The John Slidell Mission : Mexico 1845-1846
SubjectSlidell, John, 1793-1871--Foreign relations--History; Polk, James K. (James Knox), 1795-1849--Foreign relations--History; Mexican War, 1846-1848--Diplomatic history; United States--Relations--Mexico--History; Mexico--Relations--United States--History
The problem. Controversy has long existed regarding the diplomatic mission of John Slidell to Mexico in the period before the outbreak of the Mexican War. Sent by President James K. Polk, Slidell ostensibly had a dual purpose: to repair the damage to U.S.-Mexican relations created by the annexation of Texas, and to purchase a large portion of what is now Southwest U.S. from Mexico.
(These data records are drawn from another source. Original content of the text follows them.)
PR #2224, opened 2025-05-11
fix: Added clarification to `biome check --stdin-file-path` CLI docs

magnusriga:
## Summary

Added small entry to `biome check --stdin-file-path` CLI docs.
Makes it clear that `--write` is needed alongside `--stdin-file-path`, for the output to stdout to be the fully fixed file.


ematipico:
@magnusriga you should send the PR against `biomejs/biome`. That part of the file is code generated

dyc3 (approved):

PR #2299, opened 2025-05-21
feat: allow to select one rule

ematipico:
## Summary

This PR adds the possibility to select a single rule other than `recommended` and `all`. The rules are code generated, and each time we create a new rule, this file is synchronised.

This should make our life easier, as well as the one of the user.


src/playground/tabs/SettingsTab.tsx
```diff
@@ -961,11 +961,18 @@ function LinterSettings({
...
-						value={lintRules ?? LintRules.Recommended}
-						onChange={(e) => setLintRules(e.target.value as LintRules)}
+						value={lintRules}
+						onChange={(e) =>
+							setLintRules(e.target.value as keyof typeof LINT_RULES)
+						}
 					>
-						<option value={LintRules.Recommended}>Recommended</option>
-						<option value={LintRules.All}>All</option>
+						{Object.values(LINT_RULES).map((value) => {
```
dyc3, line 969: It would be nice if `LINT_RULES` was sorted by name. It would be even better if you could search the list from the selector, but I won't block this PR for that.

dyc3 (changes requested):
I had been meaning to implement something like this. Just hadn't gotten around to it.

src/playground/tabs/SettingsTab.tsx
dyc3: Yes, that was intentional. I'm not blocking on adding search. I am blocking on the sorting. Not having these be sorted is a really bad UX because we have 300+ rules.

ematipico: Ah ok, it wasn't clear

ematipico: Done

dyc3 (approved):

PR #2307, opened 2025-05-24
fix: correct key in overrides in monorepo docs

georgegebbett:
## Summary

The docs suggest using the key `include` in the `overrides` array in the monorepo section. The correct key is `includes` (with a s)


siketyan (approved):
Thank you!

Polk enjoyed an initial period of praise from historians for his actions in the matter. In the past few decades, however, a large number of historians have accused the American President of deliberately provoking a war with the nation's southern neighbor in order to obtain territorial concessions. This thesis examines the controversy and presents evidence to support its conclusions. Procedure. The first step in the construction of the thesis involved a thorough review of secondary sources written since the time of the mission. After this primary sources were carefully consulted. A great deal of attention was paid to works of the principal participants themselves. Finally, correspondence between Slidell and Washington was examined and relied on heavily. Notes from these works were placed on cards and the paper was then written from these. Findings. It is the conclusion of this writer that President Polk did not deliberately act about to provoke a war with Mexico. Rather it was his intention to sincerely seek a negotiated settlement. The terms proffered by the President, however, precluded the possibility of any such settlement. In addition, the internal situation in Mexico was such that the mission was for all practical purposes doomed to failure from its inception.